What the task requires
Which lines of the entries contain the word "cancel"? Please list them.

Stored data
————

Issue #1582, opened 2023-10-02
nimble-button table column


jattasNI:
## 😯 Problem to Solve

We have received requests for a table column containing buttons. Example use cases:
1. a column of icon buttons that trigger a row to be deleted when clicked. This requirement comes from the Assets app. A possible part of the UX is to only show the button when the row is hovered (this would likely be more complicated than a normal button so we should negotiate whether it's necessary). 

   - [wireframe](https://www.figma.com/file/L8Xgic88jJYZ6SjTl49kzi/Move-assets-wireframes?type=design&node-id=0-1&mode=design&t=0cGTQYj9cKQZaOm6-0)
   - [requirements](https://dev.azure.com/ni/DevCentral/_git/Skyline?path=/docs/design-documents/Asset/Requirements/Asset-location-management.md&_a=preview)

![image](https://github.com/ni/nimble/assets/10500124/910d2566-2124-4923-9076-fabefcf7f521)

2. a column of icon buttons to mark a row as "favorite" (or "un-favorite"). This use case comes from the TestHub app. An interesting aspect is that the button content might change on each row (yellow star vs hollow star icon) and that the button icon itself might indicate hover state, rather than a square around it (though this still needs a VxD pass)
![image](https://github.com/ni/nimble/assets/10500124/35b7116c-d973-49fa-8a39-7a4358d81e5a)

3. In general one can imagine an app wanting to promote any item from the row action menu to the top level

## 💁 Proposed Solution

A column of nimble-button or maybe nimble-toggle-button

jattasNI:
Another use case for this is the SLE file upload table. It currently uses mat-table and has a button on each row to cancel a file upload. For now we could potentially replace that button with an action menu.

In that implementation the button only appears on hover and it goes away when the upload finishes. The former is probably negotiable but we'd likely need to support something like the latter (hide or disable button per-row).

![image](https://github.com/ni/nimble/assets/10500124/7e9118af-3a57-4efb-99ad-71bffaed7c99)

m-akinc:
> [button only appears on hover] is probably negotiable

I'm not an interaction designer, but that design seems problematic from the perspectives of discoverability and accessibility. 

I also wonder if an action menu isn't a better experience anyway than a separate column for a button that IMHO has questionable use anyway. What are the scenarios where a user would want to cancel the upload of a file that they just selected to upload?

Finally, as a side note, do we want to create a progress column, or do we expect this table to create separate columns for the spinner and numeric percentage?

[...]

PR #2205, opened 2024-06-20
Create HLD for button table column

m-akinc:
# Pull Request

## 🤨 Rationale

HLD for the feature in #1582 

## 👩‍💻 Implementation

HLD created.

## 🧪 Testing

NA

## ✅ Checklist

### DIFF
--- a/change/@ni-nimble-components-6354479c-4887-4a0c-a975-c678dbf4b269.json
+++ b/change/@ni-nimble-components-6354479c-4887-4a0c-a975-c678dbf4b269.json
@@ -1,0 +1,7 @@
+{
+  "type": "none",
+  "comment": "Create HLD for button table column",
+  "packageName": "@ni/nimble-components",
+  "email": "7282195+m-akinc@users.noreply.github.com",
+  "dependentChangeType": "none"
+}
--- a/packages/nimble-components/src/table/specs/table-column-specs/table-column-button-hld.md
+++ b/packages/nimble-components/src/table/specs/table-column-specs/table-column-button-hld.md
@@ -1,0 +1,157 @@
+# Button Table Column
+
+## Overview
+
+A table column whose cells render an action button (`nimble-button`).
+
+### Background
+
+The primary ask has been from the Systems app to have an icon button that copies some long key related to a pending system. Another potential use case is the ability to mark a row as a "favorite", but it is not clear if we should have a separate toggle-button column type for those sorts of stateful use cases.
+
+- [Table button column (AzDO Feature)](https://ni.visualstudio.com/DevCentral/_workitems/edit/2530349)
+- [nimble-button table column (Nimble issue)](https://github.com/ni/nimble/issues/1582)
+
+### Features
+
+- Text and/or icon(s) in button
+- Option to hide buttons except when hovered or row/cell is focused (similar to action menu)
+- Keyboard focusable
+- Fixed-width
+
+### Non-goals
+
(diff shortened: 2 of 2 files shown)


change/@ni-nimble-components-6354479c-4887-4a0c-a975-c678dbf4b269.json
m-akinc, line 1: This initial draft is pretty simple, but there is one significant question that could blow up the scope. Specifically, whether to support stateful use cases like this:
image
If we need that, the API would probably involve our existing `nimble-mapping-icon` and `nimble-mapping-text` elements rather than a simpler, slot-based API. Also, supporting non-uniform buttons means we need sorting, grouping, and resizing (b/c text may vary), where otherwise we wouldn't. @fredvisser @jattasNI @rajsite initial thoughts?

m-akinc: Per discussion in team meeting:
- We do not want to support a button that can change its icon/text based on record data.
- We probably do not want to support action-menu-like visibility (`hide-unless-focused`) initially, as long as it doesn't make it harder to add at a later time.
- The API should not involve cloning elements. We should reference icons by name, like with the mapping element.
- We do not want to support icons in the end slot of a button (should update existing button docs to say so).
- We _may_ want to support hiding or disabling buttons on a row-by-row basis. There doesn't seem to be a use case right now, though.

jattasNI: Didn't get a chance to make this point at the meeting but I think it'd be helpful to include a section that describes the ideas that are initially out of scope and mentions that we think they're still achievable with API additions if they later become in scope. You could even consider sketching out those possible APIs or citing existing similar APIs, though wouldn't want to get into too much detail to avoid the sense that reviewers are approving those strawman APIs.

packages/nimble-components/src/table/specs/table-column-specs/table-column-button-hld.md
```diff
@@ -0,0 +1,155 @@
+# Button Table Column
+
+NOTE: No longer planned (at least, with this limited scope). Client use cases that would have used this form of the button column are served well enough by an action menu item.
```
m-akinc, line 3: I added this note since we're no longer planning to create this column type (in this proposed, limited scope). I think we should still submit this as a starting point/history in case we revisit the idea of a button column in the future. @jattasNI if you agree and approve, I'll just move it out of draft and submit.

jattasNI: Any objection to keeping your branch around indefinitely? If not, I think I'd rather link to the branch from the related issue and leave it unsubmitted, similar to an innovation day research project. Or maybe copy the contents of the HLD into a comment in the issue if you're worried about the branch disappearing.

I'd personally vote against having unapproved HLDs be committed to the repo since they'd be potential sources of confusion (even with a disclaimer at the top) and if we ever revive them I'd rather we look at the proposal with fresh eyes, using our up-to-date templates, than look at a diff versus a previously unapproved proposal.

m-akinc: Ok, I don't feel that strongly. I'll just leave the branch on the remote. Even if it ends up deleted somehow, there aren't really any critical insights in this doc--mostly just some mechanical stuff we'd have to rewrite.

PR #2206, opened 2024-06-21
Create HLD for custom column sorting in the table

mollykreis:
# Pull Request

## 🤨 Rationale

Create HLD for custom column sorting in the table

## 👩‍💻 Implementation

N/A

## 🧪 Testing

N/A

## ✅ Checklist


mollykreis:

packages/nimble-components/src/table/specs/table-column-custom-sort-field-hld.md
```diff
@@ -0,0 +1,31 @@
+# Custom table column sort order HLD
+
+## Problem Statement
+
+In some cases, a client may have the need to specify a custom sort order for a column. For example, a table displaying SystemLink tags may have a field in their records for the stringified tag but may not want to sort that column that stringified value. Instead, they want to provide their own sort order for tags that takes each tag's data type and value into account.
```
m-akinc, line 5:
```suggestion
In some cases, a client may have the need to specify a custom sort order for a column. For example, a table displaying SystemLink tags may have a field in their records for the stringified tag but may not want to sort that column by that stringified value. Instead, they want to provide their own sort order for tags that takes each tag's data type and value into account.
```

packages/nimble-components/src/table/specs/table-column-custom-sort-field-hld.md
```diff
@@ -0,0 +1,31 @@
...
+
+[Azdo Feature 2665131 - Custom column sorting](https://dev.azure.com/ni/DevCentral/_workitems/edit/2665131)
+
+## Implementation / Design
+
+Columns that need support for a custom column sort order will extend their API to allow a client to optionally specify an additional field within the data that specifies the sort order of that column. This field is expected to be a numeric value that is the sorted data index of the record. When the table is sorted by this column, the table will use the `basic` sort operation and sort the records by the additionally specified field rather than the default `operandDataRecordFieldName` associated with the column.
+
+TanStack uses the same field internally for both sorting and grouping. Grouping by this custom sort field could likely lead to unexpected results since there isn't a guarantee that two values that render identically have the same sort sort index. Therefore, grouping and specifying a custom sort order will not be allowed on a column at the same time. If both are specified at the same time, the column will be considered invalid and the `invalidCustomSortWithGrouping` validation flag will be set on the column.
```
m-akinc, line 15: Another possibility might be to respond to setting the group index on the column by switching which column TanStack uses for grouping/sorting. I.e. when grouping, use the default `operandDataRecordFieldName`, otherwise use the `sort-by-field-name`. We still couldn't support both sorting _and_ grouping at the same time.

packages/nimble-components/src/table/specs/table-column-custom-sort-field-hld.md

————

Response to the task
Another use case for this is the SLE file upload table. It currently uses mat-table and has a button on each row to cancel a file upload. For now we could potentially replace that button with an action menu.
I also wonder if an action menu isn't a better experience anyway than a separate column for a button that IMHO has questionable use anyway. What are the scenarios where a user would want to cancel the upload of a file that they just selected to upload?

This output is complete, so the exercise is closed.